NMDAR is the only iGluR subtype in vertebrates with these unique characteristics. The
similarity of NMDAR in Aplysia and vertebrates emphasizes the important, ancestral role
for NMDAR that has been maintained through functional constraint throughout Bilateria.
While Grin1 and Grin2 were identified as the likely eponymous NMDAR
subunits in Aplysia, more research is necessary to verify that these mediate observed
NMDAR currents. New genome and transcriptome databases have identified Grin1-2 and
Grin2 NMDAR subunits since the Xenopus expression study of Grin1 described above
(Ha, et al. 2006). Co-expression of vertebrate Grin1 and Grin2 subunits can form
complete functional receptors in Xenopus (Kuner and Schoepfer 1996; Laube, et al.
1998). By injecting various combinations of Aplysia NMDAR subunits, it could be tested
if these elicit inward currents with pharmacological similarity to those recorded in
Aplysia neurons in previous studies (Carlson and Fieber 2012; Kempsell and Fieber
2014). If Grin1 and Grin2 subunits together form functional receptors, it would further
support the high conservation of NMDAR suggested by the full phylogeny.

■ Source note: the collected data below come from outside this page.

PR #284, opened 2017-01-03
[MRG] Add new acquisition function that chooses the start point of lbfgs wisely

MechCoder:


MechCoder:
New benchmarks:

On branin: 50 calls and averaged across 10 runs


| Acquisition Function | Mean Minimum | Std |
| --- | --- | --- |
| this branch | 0.3992 |  0.0011 |
| lbfgs | 0.4104 | 0.0146 |
| sampling | 0.3995   | 0.0014 |

MechCoder:
On hart6:

| Acquisition Function | Mean Minimum | Std |
| --- | --- | --- |
| this branch | -3.2273 |  0.0617 |
| lbfgs | -2.9502 | 0.3273 |
| sampling | -3.1416   | 0.0646 |

skopt/optimizer/base.py
```diff
@@ -277,18 +278,25 @@ def base_minimize(func, dimensions, base_estimator,
 
         models.append(gp)
 
-        if acq_optimizer == "sampling":
+        if acq_optimizer == "sampling" or acq_optimizer == "lbfgs_optim":
```
MechCoder: It might be better to implement this in "lbfgs" itself rather than create a separate acquisition function.

glouppe: +1, let's simply things by having only two options for `acq_optimizer`.

glouppe:
Shall we harmonize `n_points` and `n_restarts_optimizer` to have the same default values for all our optimizers?

glouppe:
Other than that, results look good in my opinion! This would be a nice compromise for closing #262. What do you think? (the added-value of spray points being left out for further study)

MechCoder:
Good to go from my side. Let us begin the new year on a good note :P

glouppe:
Travis is happy! Merging :)

PR #288, opened 2017-01-06
[MRG] Fix pep8 compliance

betatim:
Clean up some pep8 warnings and additional tests.

Added an additional test and logic in `check_dimension` to get coverage
for raising the exception.

### DIFF
--- a/skopt/learning/gaussian_process/kernels.py
+++ b/skopt/learning/gaussian_process/kernels.py
@@ -287,12 +287,13 @@ class Sum(Kernel, sk_Sum):
             self.k2.gradient_x(x, X_train)
         )
 
+
 class Product(Kernel, sk_Product):
 
     def gradient_x(self, x, X_train):
         x = np.asarray(x)
+        x = np.expand_dims(x, axis=0)
         X_train = np.asarray(X_train)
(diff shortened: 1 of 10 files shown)


glouppe:
:+1:

skopt/learning/gaussian_process/kernels.py
```diff
@@ -287,12 +287,13 @@ def gradient_x(self, x, X_train):
...
         )
 
+
 class Product(Kernel, sk_Product):
 
     def gradient_x(self, x, X_train):
         x = np.asarray(x)
+        x = np.expand_dims(x, axis=0)
         X_train = np.asarray(X_train)
-        X = np.expand_dims(x, axis=0)
```
betatim: Was this a typo? Capital X instead of x? I assumed that it was and fixed it accordingly.

glouppe: indeed, seems like a good catch

betatim: is there a test we can add that would have detected this? To stop the :beetle: :ghost: from coming back

glouppe:
Merging this, nothing controversial to be discussed.

PR #289, opened 2017-01-08
Enable python 3.6 on travis

betatim:
Let's see how we do on the next version of python


betatim:
The conda package for matplotlib doesn't seem to work with python3.6 :-/

glouppe:
Might be a little early for that. Is 3.6 already fully supported by Anaconda?

betatim:
I have a local environment with python3.6, scipy, numpy and scikit-learn but as on travis you can't install matplotlib (matplotlib is in conflict with python3.6). Not researched why. We can either close this or keep it open and every so often kick travis to see if it works now.

glouppe:
https://www.scivision.co/switch-anaconda-python-36/

A workaround seems to install matplotlib through pip, until conda install works again.

PR #291, opened 2017-01-09
[MRG] Issue warning when points are revaluated

MechCoder:
Fixes https://github.com/scikit-optimize/scikit-optimize/pull/163
Supersedes https://github.com/scikit-optimize/scikit-optimize/pull/170


skopt/optimizer/base.py
```diff
@@ -303,6 +312,23 @@ def base_minimize(func, dimensions, base_estimator,
...
+            next_x_arr = np.array(next_x)
+            for x in Xi:
+                x_arr = np.array(x)
+                cat_eq = np.all(x_arr[cat_inds] == next_x_arr[cat_inds])
+                non_cat_eq = np.allclose(
+                    np.array(x_arr[non_cat_inds], dtype=np.float32),
+                    np.array(next_x_arr[non_cat_inds], dtype=np.float32))
+                if cat_eq and non_cat_eq:
+                    warnings.warn(
+                        "candidate point at the end of %d model fit, already chosen" % i)
```
glouppe: Hmm, so this does produce warnings, but provides no workaround for the problem, right?  So, while it is still beter than master, I am sure this is yet a solution for #163. What do you think?

glouppe: Okay, never mind, just read the discussion in #170 again, where we assumed that by default the function should be considered stochastic, hence reevaluating it might be worth something.

glouppe:
Looks good to me.

(Might be nice to have #234 merged to avoid constantly rebasing it upon new changes such as this one.)

betatim:
Rebase and merge.

(Tried out the "resolve conflicts" button on the github webpage but not sure I really know what I am doing. Looks useful though)

MechCoder:
Not sure what happened? I rebased and pushed and it closed automatically! ?

glouppe:
All commits are gone :o

betatim:
:ghost: ? :-/

PR #297, opened 2017-01-10
[MRG] Issue warning when points are reevaluated: Take 3

MechCoder:


skopt/optimizer/optimizer.py
```diff
@@ -260,6 +268,24 @@ def tell(self, x, y, fit=True):
             self._next_x = self.space.inverse_transform(
                 next_x.reshape((1, -1)))[0]
 
+            cat_inds = self._cat_inds
+            non_cat_inds = self._non_cat_inds
+            if len(cat_inds) == 0:
+                if np.any(np.apply_along_axis(lambda x: np.allclose(x, next_x), 1, self.Xi)):
+                    warnings.warn("candidate point already chosen")
```
betatim: -> "Objective has previously been evaluated at this point"?

betatim:
Should we move the check to `ask`? As a user you might think that it is the point you just passed to `tell` that it is complaining about.

MechCoder:
Done, thanks!

glouppe:
> As a user you might think that it is the point you just passed to tell that it is complaining about.

Isnt that precisely what we should check? I.e. warn the user when they `tell` the same point twice or more.

MechCoder:
Isn't warning while asking a better option? You have the flexibility to change the point (or) the objective value after it warns while at `tell` time it will fit a new model anyway.

glouppe:
I honestly dont understand how you can warn the user about a point that was not `told` yet. (The user has the freedom the tell a point `x` that is different from the one returned by `ask`.)

MechCoder:
This fix deals with the original issue of suggesting the same point multiple times in the `*_opt` functions, where there is no option of "telling" a point in between and not about warning the use if he provides the same point multiple times (which may be a separate issue).

We can add a warning at both `ask` and `tell` time.

MechCoder:
I was about to add a warning at both `ask` and `tell` time but the told point already has the function evaluated at that point. So why even warn?

betatim:
I was thinking that we'd want to inform the user that we are suggesting to them the point we think is optimal, but that we have suggested it to them before. Hence in `ask`. In some sense as the optimizer I don't care if you repeatedly tell me the same point again and again. (Maybe we should make it a mistake to add the same point with the same objective value repeatedly?)

glouppe:
Okay makes sense.

glouppe:
(We might want to improve the warning message then)

MechCoder:
I've reworded it. Let me know if you want anything more specific.

betatim:
How about: "The objective has been evaluated at this point before." ? Not sure it is better, but I didn't like the 'told' so I tried to come up with something different :-/ Otherwise merge?!

MechCoder:
That was the initial warning message :P

betatim:
:man_shrugging: let's let @glouppe decide :)

glouppe:
I side with Tim on English issues :)

betatim:
:clipboard: :pen: :white_check_mark:

Issue #294, opened 2017-01-09
Group acquisition function and optimizer arguments


betatim:
The number of arguments that need passing around is increasing, sooner or later we will start having collisions, and it is getting unwieldy.

[Suggestion](https://github.com/scikit-optimize/scikit-optimize/pull/234/files#r95050797) is to replace them by `acq_func_kwargs` and `acq_optimizer_kwargs` instead of (`n_points`, `n_restarts_optimizer`, `xi`, `kappa`).

Maybe start this before #115

PR #298, opened 2017-01-10
[MRG] Group acquisition function and acquisition optimizer arguments

MechCoder:
Fixes https://github.com/scikit-optimize/scikit-optimize/issues/294

### DIFF
--- a/skopt/acquisition.py
+++ b/skopt/acquisition.py
@@ -4,20 +4,20 @@ import warnings
 from scipy.stats import norm
 
 
-def gaussian_acquisition_1D(X, model, y_opt=None, acq_func="LCB", xi=0.01,
-                            kappa=1.96):
+def gaussian_acquisition_1D(X, model, y_opt=None, acq_func="LCB",
+                            acq_func_kwargs=None):
     """
     A wrapper around the acquisition function that is called by fmin_l_bfgs_b.
 
     This is because lbfgs allows only 1-D input.
     """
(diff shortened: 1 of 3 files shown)


skopt/acquisition.py
```diff
@@ -4,20 +4,20 @@
...
+def gaussian_acquisition_1D(X, model, y_opt=None, acq_func="LCB",
+                            acq_func_kwargs=None):
     """
     A wrapper around the acquisition function that is called by fmin_l_bfgs_b.
 
     This is because lbfgs allows only 1-D input.
     """
     return _gaussian_acquisition(np.expand_dims(X, axis=0),
-                                 model, y_opt, acq_func, xi, kappa,
+                                 model, y_opt, acq_func_kwargs=acq_func_kwargs,
```
betatim: It would be nice to keep the explicit arguments here and call the acq function with `func(**kwargs)`. Was thinking we could then send users here from the docs of `Optimizer` with "Additional kwargs, see your acq func's documentation for what is available"

MechCoder: Sorry, not clear. This function is private no, so why does it matter how I call it over here?

We can still say look at the acquisition functions such as `gaussian_lcb`, `gaussian_ei` ec, to see what is available.

betatim: You are right! More :coffee: for me next time :-/

MechCoder:
@glouppe Merge?

glouppe:
Looks good, merging.

PR #304, opened 2017-01-25
[MRG] Implement entropy search acquisition function

MechCoder:


MechCoder:
@jmetzen Would you be able to have a look for sanity? Thanks!

skopt/acquisition.py
```diff
@@ -264,3 +267,119 @@ def gaussian_ei(X, model, y_opt=0.0, xi=0.01, return_grad=False):
...
+        rep_curr = rep_cands[startptr: startptr+n_trial_points]
+        argmin = np.argmin(quad_func(rep_curr, model))
+        rep_points[i] = rep_curr[argmin]
+
+    # # Step 2: Calculate p_min for each of these represnter points using
+    # # Monte-Carlo approximation.
+    # sampled_f = model.sample_y(
+    #     X_candidates, n_samples=n_samples, random_state=rng)
+    # p_min = (np.bincount(np.argmax(sampled_f, axis=0)) + 1) / (n_candidates + float(n_samples))
+    # base_entropy = entropy(p_min)
```
MechCoder: The computation of this seems unnnecessary since the base entropy is the same for all the candidate points.

glouppe:
You rock! I'll try to review tomorrow

skopt/acquisition.py
```diff
@@ -264,3 +267,119 @@ def gaussian_ei(X, model, y_opt=0.0, xi=0.01, return_grad=False):
...
+    for cand_ind in range(n_rep_points, n_rep_points + X.shape[0]):
+
+        # delta(cov(X_rep)) = \Sigma(X_rep, X_cand) \Sigma^-1(X_cand, X_cand) \Sigma(X_cand, X_rep)
+        # Note that \Sigma(X_cand, X_cand) is a scalar since we only require the next
+        # best evaluation.
+        cov_rep_X = X_all_cov[cand_ind][: n_rep_points]
+        cov_rep_X_row = np.reshape(cov_rep_X, (-1, 1))
+        cov_rep_X_col = np.reshape(cov_rep_X, (1, -1))
+        cov_cand_inv = 1.0 / X_all_cov[cand_ind, cand_ind]
+        cov_delta = cov_cand_inv * np.dot(cov_rep_X_row, cov_rep_X_col)
```
MechCoder: @jmetzen In your implementation here (https://github.com/jmetzen/bayesian_optimization/blob/master/bayesian_optimization/acquisition_functions.py#L311) there is a negative sign. Could you let me know where this comes from?

MechCoder:
Thanks! A verification of the code would be great, before benchmarks etc

jmetzen:
Thanks for adding this. I will try to check the code on the weekend!

skopt/acquisition.py
```diff
@@ -264,3 +267,119 @@ def gaussian_ei(X, model, y_opt=0.0, xi=0.01, return_grad=False):
         return values, grad
 
     return values
+
+
+def gaussian_entropy_search(X, model, space, n_rep_points=50,
+                            n_trial_points=200, measure="EI", n_samples=500,
+                            random_state=None):
+    """
+    Uses entropy search to optimize the acquisition function.
```
betatim: Uses -> Use

skopt/acquisition.py
```diff
@@ -264,3 +267,119 @@ def gaussian_ei(X, model, y_opt=0.0, xi=0.01, return_grad=False):
...
+
+    1. It approximates the search space by a set of representer points sampled from
+       a suitable measure such as the "probability of improvement" or
+       "expected improvement".
+
+    2. p_min at a representer point X_i is calculated by the Integral
+       p(f(x)) \prod_{j=1}^N_rep \Theta(X_j - X_i) \\
```
betatim: opinions on using unicode characters instead of "latex in your head" for the greek symbols?

betatim:
Needs tests :)

skopt/acquisition.py
MechCoder: sure, but might be better to all at once.

skopt/acquisition.py
```diff
@@ -264,3 +267,119 @@ def gaussian_ei(X, model, y_opt=0.0, xi=0.01, return_grad=False):
         return values, grad
 
     return values
+
+
+def gaussian_entropy_search(X, model, space, n_rep_points=50,
```
glouppe: Just for my own knowledge, what is specifically "gaussian" about entropy search?

skopt/acquisition.py
```diff
@@ -264,3 +267,119 @@ def gaussian_ei(X, model, y_opt=0.0, xi=0.01, return_grad=False):
...
+        The fit estimator that approximates the function through the
+        method ``predict``.
+        It should have a ``return_std`` parameter that returns the standard
+        deviation.
+
+    * `space` [Space instance]:
+        This is required to sample representer points.
+
+    * `n_rep_points` [int, default 50]:
+        Number of represter points.
```
glouppe: representer

skopt/acquisition.py
```diff
@@ -264,3 +267,119 @@ def gaussian_ei(X, model, y_opt=0.0, xi=0.01, return_grad=False):
...
+
+    * `n_trial_points` [int, default 200]:
+        Number of trial points sampled uniformly for each representer point
+        candidate.
```
glouppe: In your formula above, what is a trial point? the X_j?

skopt/acquisition.py
```diff
@@ -264,3 +267,119 @@ def gaussian_ei(X, model, y_opt=0.0, xi=0.01, return_grad=False):
...
+
+    * `n_samples` [int, default 500]:
+        Number of samples to sample from the GP posterior to approximate p_min
```
glouppe: In your formula above, what is a sample? the X_j?

skopt/acquisition.py
```diff
@@ -264,3 +267,119 @@ def gaussian_ei(X, model, y_opt=0.0, xi=0.01, return_grad=False):
...
+
+    * `random_state` [int, RandomState instance, or None (default)]:
+        For reproducible results.
+    """
+    rng = np.random.RandomState(random_state)
+    n_features = X.shape[1]
+
+    # Step 1: Sample `n_representer_points` from the given nonmeasure.
```
glouppe: measure

skopt/acquisition.py
```diff
@@ -264,3 +267,119 @@ def gaussian_ei(X, model, y_opt=0.0, xi=0.01, return_grad=False):
...
+    # XXX: Use MCMC sampling to sample from the quadrature measure.
+    n_total = n_rep_points*n_trial_points
+    rep_cands = space.transform(space.rvs(n_samples=n_total, random_state=rng))
+    rep_points = np.zeros((n_rep_points, n_features))
+
+    if measure == "LCB":
+        quad_func = gaussian_lcb
```
glouppe: why the name `quad_func`?

skopt/acquisition.py
```diff
@@ -264,3 +267,119 @@ def gaussian_ei(X, model, y_opt=0.0, xi=0.01, return_grad=False):
...
+
+    elif measure in ["EI", "PI"]:
+        if measure == "EI":
+            quad_func = lambda X, model: -gaussian_ei(X, model)
+        else:
+            quad_func = lambda X, model: -gaussian_pi(X, model)
+
+    for i, startptr in enumerate(range(0, X.shape[0], n_total)):
```
glouppe: do you need the loop? you can evaluate `quad_func` at all `rep_cands`, then reshape by `(n_rep_points, n_trial_points)` and take the argmin by specifying the axis.

skopt/acquisition.py
```diff
@@ -264,3 +267,119 @@ def gaussian_ei(X, model, y_opt=0.0, xi=0.01, return_grad=False):
...
+        rep_curr = rep_cands[startptr: startptr+n_trial_points]
+        argmin = np.argmin(quad_func(rep_curr, model))
+        rep_points[i] = rep_curr[argmin]
```
glouppe: Also, am I missing something or `rep_points[i]` will eventually have the same values (as `n_trial_points` gets larger), no matter the considered representer point `X_i`? If yes, couldnt we simply minimize `quad_func` with lbfgs?

skopt/acquisition.py
glouppe: also not sure to understand the upper bound on `X.shape[0]` and the `n_total` step?

skopt/acquisition.py
glouppe: Okay, I think this is wrong. The optimization should be wrt a function sampled from the GP posterior, shouldnit?

See https://github.com/jmetzen/bayesian_optimization/blob/master/bayesian_optimization/acquisition_functions.py#L368:L369

CC @jmetzen

skopt/acquisition.py
jmetzen: It doesn't affect the maximizer of the information gain since - as you say - it is the same for all candidate points. However, if you want to interpret the value of the acquisition function as information gain, you need this "base" entropy. It is also relatively cheap as it has effectively only the cost of evaluating one additional query point. But you don't need it strictly. But then the returned quantity should not be named "inf_gain".

skopt/acquisition.py
```diff
@@ -264,3 +267,119 @@ def gaussian_ei(X, model, y_opt=0.0, xi=0.01, return_grad=False):
...
+        Number of samples to sample from the GP posterior to approximate p_min
+
+    * `random_state` [int, RandomState instance, or None (default)]:
+        For reproducible results.
+    """
+    rng = np.random.RandomState(random_state)
+    n_features = X.shape[1]
+
+    # Step 1: Sample `n_representer_points` from the given nonmeasure.
+    # XXX: Use MCMC sampling to sample from the quadrature measure.
```
jmetzen: If I understand it correctly, you resample the representer points for every call of `gaussian_entropy_search`. And `fmin_l_bfgs_b` calls it several times during the search for the next query point. This causes two issues:
 1) There is unnecessary computation   
 2) Since the representer points are different in each call, the values returned by the acquisition function are not compatible (e.g., evaluating the same point twice might return different values). This issue could be fixed by setting the same random seed before generating the representer points.

skopt/acquisition.py
jmetzen: This is a good question. According to the paper, it should be a positive sign. I believe I checked it and came to the conclusion that it should be a negative sign and this was missing in the paper, but I cannot say for sure. I should have added a comment, sorry. It seems that RoBO has also a negative sign (https://github.com/automl/RoBO/blob/master/robo/acquisition_functions/information_gain.py#L263). But please double check (if you factor this part out, you could write a unit test for it).

MechCoder: Yes, you are right. There should be a negative sign. Do you know the approach to derive it analytically? Here is a numeric approach.

```python
gpr = GaussianProcessRegressor(n_restarts_optimizer=5)
X = [[1.0], [2.0], [3.0], [4.0], [5.0]]
y = [1.0, 4.0, 9.0, 16.0, 25.0]
gpr.fit(X, y)

eval_X = np.linspace(1.0, 5.0, 30.0).reshape(-1, 1)
_, init_cov = gpr.predict(eval_X, return_cov=True)

new_X = [[1.5], [2.5], [3.5]]
new_y = y + [t**2 for x in new_X for t in x]

all_X = np.vstack((eval_X, new_X))
_, all_cov = gpr.predict(all_X, return_cov=True)
cross_cov = all_cov[-3:, :-3]
delta_cov = np.dot(cross_cov.T, np.dot(np.linalg.inv(all_cov[-3:, -3:]), cross_cov))

X_after = np.vstack((X, new_X))
gpr.fit(X_after, new_y)
_, new_cov = gpr.predict(eval_X, return_cov=True)
act_delta = new_cov - init_cov

act_delta[-2]
array([ 0.        ,  0.00118236,  0.00206068,  0.00254834,  0.00259283,
        0.00218859,  0.00138669,  0.00029841, -0.00091064, -0.00203781,
       -0.00287196, -0.00323024, -0.00299673, -0.00215471, -0.00080388,
        0.00084434,  0.00249582,  0.00382406,  0.00453331,  0.00442178,
        0.00343106,  0.00167007, -0.00059326, -0.00297201, -0.00502493,
       -0.00633262, -0.00657042, -0.0055635 , -0.00331457,  0.        ])
delta_cov[-2]
array([  0.00000000e+00,  -1.18235670e-03,  -2.06067792e-03,
        -2.54833878e-03,  -2.59283482e-03,  -2.18858735e-03,
        -1.38668602e-03,  -2.98406054e-04,   9.10643899e-04,
         2.03780813e-03,   2.87196229e-03,   3.23024283e-03,
         2.99672751e-03,   2.15471226e-03,   8.03883150e-04,
        -8.44338624e-04,  -2.49581620e-03,  -3.82405586e-03,
        -4.53330821e-03,  -4.42177769e-03,  -3.43106330e-03,
        -1.67006787e-03,   5.93257256e-04,   2.97201330e-03,
         5.02492645e-03,   6.33262299e-03,   6.57041884e-03,
         5.56350449e-03,   3.31456744e-03,   6.71512219e-17])

```

skopt/acquisition.py
MechCoder: We use a Gaussian Process posterior to approximate `p_min` at each of the representer points, i.e this implementation works only if the posterior is multi-variate gaussian. Sec 2.3 in the entropy search paper (http://jmlr.csail.mit.edu/papers/volume13/hennig12a/hennig12a.pdf)

MechCoder: (which means this will work only for the surrogate model GP case)

skopt/acquisition.py
MechCoder: yes ofc, sorry.

skopt/acquisition.py
MechCoder: Good point, sorry that I missed it.

skopt/acquisition.py
MechCoder: This is a blunder. It should have been `(0, n_total, n_trial_points)`

MechCoder:
In case the diff gets collapsed in the future.

```python
gpr = GaussianProcessRegressor(n_restarts_optimizer=5)
X = [[1.0], [2.0], [3.0], [4.0], [5.0]]
y = [1.0, 4.0, 9.0, 16.0, 25.0]
gpr.fit(X, y)

eval_X = np.linspace(1.0, 5.0, 30.0).reshape(-1, 1)
_, init_cov = gpr.predict(eval_X, return_cov=True)

new_X = [[1.5], [2.5], [3.5]]
new_y = y + [t**2 for x in new_X for t in x]

all_X = np.vstack((eval_X, new_X))
_, all_cov = gpr.predict(all_X, return_cov=True)
cross_cov = all_cov[-3:, :-3]
delta_cov = np.dot(cross_cov.T, np.dot(np.linalg.inv(all_cov[-3:, -3:]), cross_cov))

X_after = np.vstack((X, new_X))
gpr.fit(X_after, new_y)
_, new_cov = gpr.predict(eval_X, return_cov=True)
act_delta = new_cov - init_cov

act_delta[-2]
array([ 0.        ,  0.00118236,  0.00206068,  0.00254834,  0.00259283,
        0.00218859,  0.00138669,  0.00029841, -0.00091064, -0.00203781,
       -0.00287196, -0.00323024, -0.00299673, -0.00215471, -0.00080388,
        0.00084434,  0.00249582,  0.00382406,  0.00453331,  0.00442178,
        0.00343106,  0.00167007, -0.00059326, -0.00297201, -0.00502493,
       -0.00633262, -0.00657042, -0.0055635 , -0.00331457,  0.        ])
delta_cov[-2]
array([  0.00000000e+00,  -1.18235670e-03,  -2.06067792e-03,
        -2.54833878e-03,  -2.59283482e-03,  -2.18858735e-03,
        -1.38668602e-03,  -2.98406054e-04,   9.10643899e-04,
         2.03780813e-03,   2.87196229e-03,   3.23024283e-03,
         2.99672751e-03,   2.15471226e-03,   8.03883150e-04,
        -8.44338624e-04,  -2.49581620e-03,  -3.82405586e-03,
        -4.53330821e-03,  -4.42177769e-03,  -3.43106330e-03,
        -1.67006787e-03,   5.93257256e-04,   2.97201330e-03,
         5.02492645e-03,   6.33262299e-03,   6.57041884e-03,
         5.56350449e-03,   3.31456744e-03,   6.71512219e-17])
```

skopt/acquisition.py
MechCoder: (not any more)

MechCoder:
> Okay, I think this is wrong. The optimization should be wrt a function sampled from the GP posterior, shouldnit?

No, it is not wrong. Choosing the representer points can be done using any function. Look at the last paragraph in section 2.2 of http://jmlr.csail.mit.edu/papers/volume13/hennig12a/hennig12a.pdf

Sampling from a uniform grid and choosing the point that gives the best acquisition function value is a naive alternative to using advanced techniques to sample directly from the acquisition function.

jmetzen:
>> Okay,
>>I think this is wrong. The optimization should be wrt a function sampled from the GP posterior, shouldnit?

> No, it is not wrong. Choosing the representer points can be done using any function. Look at the last paragraph in section 2.2 of http://jmlr.csail.mit.edu/papers/volume13/hennig12a/hennig12a.pdf

> Sampling from a uniform grid and choosing the point that gives the best acquisition function value is a naive alternative to using advanced techniques to sample directly from the acquisition function.

I used effectively Thompson sampling as method for sampling representer points instead of EI and PI. In principle, using any of these is legitimate. One disadvantage of EI and PI is that the only place where stochasticity enters the selection of the representer points is in selecting the trial-points. In contrast, Thompson sampling also adds stochasticity in selecting the representer points from the trial points. This can lead to a more diverse set of representer points (just think what happens if n_trial_points becomes very large - you would select effectively always the same representer point, namely the maximizer of EI/PI).  Thus, I would propose to add Thompson sampling as an alternative to EI/PI here. What do you think?

glouppe:
>> Okay, I think this is wrong. The optimization should be wrt a function sampled from the GP posterior, > shouldnit?
> No, it is not wrong. Choosing the representer points can be done using any function. Look at the last paragraph in section 2.2 of http://jmlr.csail.mit.edu/papers/volume13/hennig12a/hennig12a.pdf

> Sampling from a uniform grid and choosing the point that gives the best acquisition function value is a naive alternative to using advanced techniques to sample directly from the acquisition function.

What is still not clear to me is that the representer will eventually _all_ converge towards the same value as `n_trial_points` tends to infinity.

Maybe I am wrong, but I thought the representer points were instead draw from the distribution of minima, with respect to the functions sampled from the GP posterior. There the distribution would not collapse to a same representer value. 

What am I missing?

skopt/acquisition.py
```diff
@@ -264,3 +266,109 @@ def gaussian_ei(X, model, y_opt=0.0, xi=0.01, return_grad=False):
...
+    elif measure in ["EI", "PI"]:
+        if measure == "EI":
+            quad_measure = lambda X : -gaussian_ei(X, model)
+        else:
+            quad_measure = lambda X : -gaussian_pi(X, model)
+
+    n_total = n_rep_points * n_trial_points
+    all_values = np.reshape(quad_measure(rep_cands), (n_rep_points, n_trial_points))
+    rep_inds = np.arange(0, n_total, n_trial_points) + np.argmin(all_values, axis=1)
+    rep_points = rep_cands[rep_inds]
```
glouppe: How does that work when `rep_cands` is `None` by default?

MechCoder:
I agree that the current approach is deterministic and incorrect and the right approach would be to sample from the acquisition function directly. But it it is not necessary that the representer points should be sampled from the minima, it can be sampled from any function that has a strong effect on the entropy change such as EI. In fact it is better to use EI since the representer points sampled from EI take care of the exploitation-exploration tradeoff. I'll change it to follow @jmetzen 's approach and mark MCMC sampling from such functions as TODO for later.

However, I have a question with respect to Thompson sampling. Am I right in thinking that for picking each candidate the game is played from scratch. (i.e the prior updating does not happen?)

skopt/acquisition.py
MechCoder: It doesn't. Should I make it a positional argument?

MechCoder: It should be set outside the loop, since this should be constant for every acquisition function call.

skopt/acquisition.py
```diff
@@ -264,3 +266,86 @@ def gaussian_ei(X, model, y_opt=0.0, xi=0.01, return_grad=False):
...
+        points.
+
+    * `random_state` [int, RandomState instance, or None (default)]:
+        For reproducible results.
+    """
+    rng = np.random.RandomState(random_state)
+    n_rep_points = len(rep_points)
+    n_features = X.shape[1]
+    X_all = np.vstack((rep_points, X))
+    X_all_mean, X_all_cov = model.predict(X_all, return_cov=True)
```
MechCoder: The prediction of the mean and covariance of the representer points can be moved outside the function `gaussian_entropy_search` for lbfgs but I prefer to do that later.

MechCoder:
I have implemented Thompson sampling as a method to give a distribution of the representer points or the minima of the black-box function. I am running benchmarks to check the state as of now.

Issue #292, opened 2017-01-09
Add tests for mixed dimensions


MechCoder:

betatim:
What exactly did you have in mind for mixed dimensions? A space made of categorical and real?

MechCoder:
Yes. We don't test those no?

glouppe:
Fixed in #311

PR #311, opened 2017-02-03
[MRG] Fix handling of mixed spaces in gp_minimize

MechCoder:


MechCoder:
Also fixes https://github.com/scikit-optimize/scikit-optimize/issues/292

AMPAR subunits also form an orthologous group, with one AMPAR gene in the
common bilaterian ancestor. There have been multiple rounds of gene duplication of
127
AMPAR genes in Aplysia, which has likely changed some of the receptor structure. This
may explain why AMPA is not an effective agonist in Aplysia neurons (Trudeau and
Castellucci 1993; Carlson and Fieber 2012). Block of synaptic transmission by AMPAR
antagonists CNQX and DNQX suggests that AMPAR are relevant in Aplysia (Chitwood,
et al. 2001). It is possible that the AMPA agonist-specific binding site of Aplysia
AMPAR has been altered compared to vertebrates, causing AMPA to no longer act as an
agonist.
Returning to and expanding the importance of NMDAR, both qPCR and RNASeq
showed Grin1-1 was expressed at significantly greater copies than all other iGluR
subunits. This suggested that NMDAR, and Grin1-1 in particular, mediate glutamatergic
responses in PVC and BSC sensory neurons of Aplysia. Grin1-1 expression was much
higher in PVC and BSC sensory neuron clusters in (Chapter 3) than in whole ganglia
(Chapter 2). In situ hybridization staining for Grin1 in PVC and BSC sensory neurons
was high compared to whole ganglia (Ha, et al. 2006). Moreover, L-Glu–induced
excitability was a hallmark of PVC neurons in culture (Kempsell and Fieber 2014).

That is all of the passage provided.